=== Exercise objective ===
Among the lines below, count those containing the word "network". Give the number only.
● ● ●
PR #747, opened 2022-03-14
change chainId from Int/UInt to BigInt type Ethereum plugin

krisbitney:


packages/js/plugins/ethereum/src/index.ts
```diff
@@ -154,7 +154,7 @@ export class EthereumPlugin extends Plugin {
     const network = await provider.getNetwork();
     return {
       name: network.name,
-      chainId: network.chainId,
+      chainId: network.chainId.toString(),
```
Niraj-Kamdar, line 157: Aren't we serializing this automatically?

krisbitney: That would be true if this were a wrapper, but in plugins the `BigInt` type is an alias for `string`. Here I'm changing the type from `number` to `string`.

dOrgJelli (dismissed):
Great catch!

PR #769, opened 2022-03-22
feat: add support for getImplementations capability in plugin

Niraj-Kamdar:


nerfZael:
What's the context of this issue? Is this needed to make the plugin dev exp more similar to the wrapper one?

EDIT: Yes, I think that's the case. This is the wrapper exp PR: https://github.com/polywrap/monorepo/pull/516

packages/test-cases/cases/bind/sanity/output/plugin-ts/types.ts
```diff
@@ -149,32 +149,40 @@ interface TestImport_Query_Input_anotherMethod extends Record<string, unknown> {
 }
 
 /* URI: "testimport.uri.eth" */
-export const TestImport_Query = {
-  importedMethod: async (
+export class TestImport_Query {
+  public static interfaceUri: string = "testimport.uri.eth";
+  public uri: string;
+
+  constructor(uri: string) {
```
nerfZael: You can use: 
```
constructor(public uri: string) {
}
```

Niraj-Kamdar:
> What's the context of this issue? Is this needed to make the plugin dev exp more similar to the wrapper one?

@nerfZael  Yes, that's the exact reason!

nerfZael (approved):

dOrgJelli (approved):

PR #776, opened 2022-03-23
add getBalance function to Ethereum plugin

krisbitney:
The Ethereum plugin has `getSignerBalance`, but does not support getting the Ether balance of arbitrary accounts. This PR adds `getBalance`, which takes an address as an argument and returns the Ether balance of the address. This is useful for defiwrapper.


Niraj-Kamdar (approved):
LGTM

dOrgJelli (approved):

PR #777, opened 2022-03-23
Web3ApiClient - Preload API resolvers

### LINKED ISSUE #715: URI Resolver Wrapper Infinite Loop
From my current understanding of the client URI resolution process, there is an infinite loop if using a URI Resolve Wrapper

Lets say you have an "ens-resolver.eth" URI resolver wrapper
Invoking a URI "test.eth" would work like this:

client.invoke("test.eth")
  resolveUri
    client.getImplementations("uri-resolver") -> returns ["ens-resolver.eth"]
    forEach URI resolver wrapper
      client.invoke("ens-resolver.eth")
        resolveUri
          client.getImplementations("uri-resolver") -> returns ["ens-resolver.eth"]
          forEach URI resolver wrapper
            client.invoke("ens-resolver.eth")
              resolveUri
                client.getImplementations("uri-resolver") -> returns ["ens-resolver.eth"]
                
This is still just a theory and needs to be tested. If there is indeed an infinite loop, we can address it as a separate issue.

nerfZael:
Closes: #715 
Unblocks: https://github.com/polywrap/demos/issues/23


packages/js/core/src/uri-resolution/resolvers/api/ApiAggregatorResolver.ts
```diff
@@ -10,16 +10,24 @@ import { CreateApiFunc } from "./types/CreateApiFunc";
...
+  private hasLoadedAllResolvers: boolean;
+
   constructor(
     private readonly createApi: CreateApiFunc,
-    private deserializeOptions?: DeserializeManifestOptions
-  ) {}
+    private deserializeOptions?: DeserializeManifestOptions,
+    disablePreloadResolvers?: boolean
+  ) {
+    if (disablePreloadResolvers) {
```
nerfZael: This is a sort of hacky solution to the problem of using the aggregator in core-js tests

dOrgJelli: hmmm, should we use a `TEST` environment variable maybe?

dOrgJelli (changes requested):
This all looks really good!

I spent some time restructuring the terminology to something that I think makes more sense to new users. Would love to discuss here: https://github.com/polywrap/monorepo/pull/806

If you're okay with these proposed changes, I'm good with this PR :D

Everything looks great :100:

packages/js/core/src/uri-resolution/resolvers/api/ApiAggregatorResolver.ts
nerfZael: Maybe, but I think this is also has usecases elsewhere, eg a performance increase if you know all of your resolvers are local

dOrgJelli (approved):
● ● ●
=== Result ===
4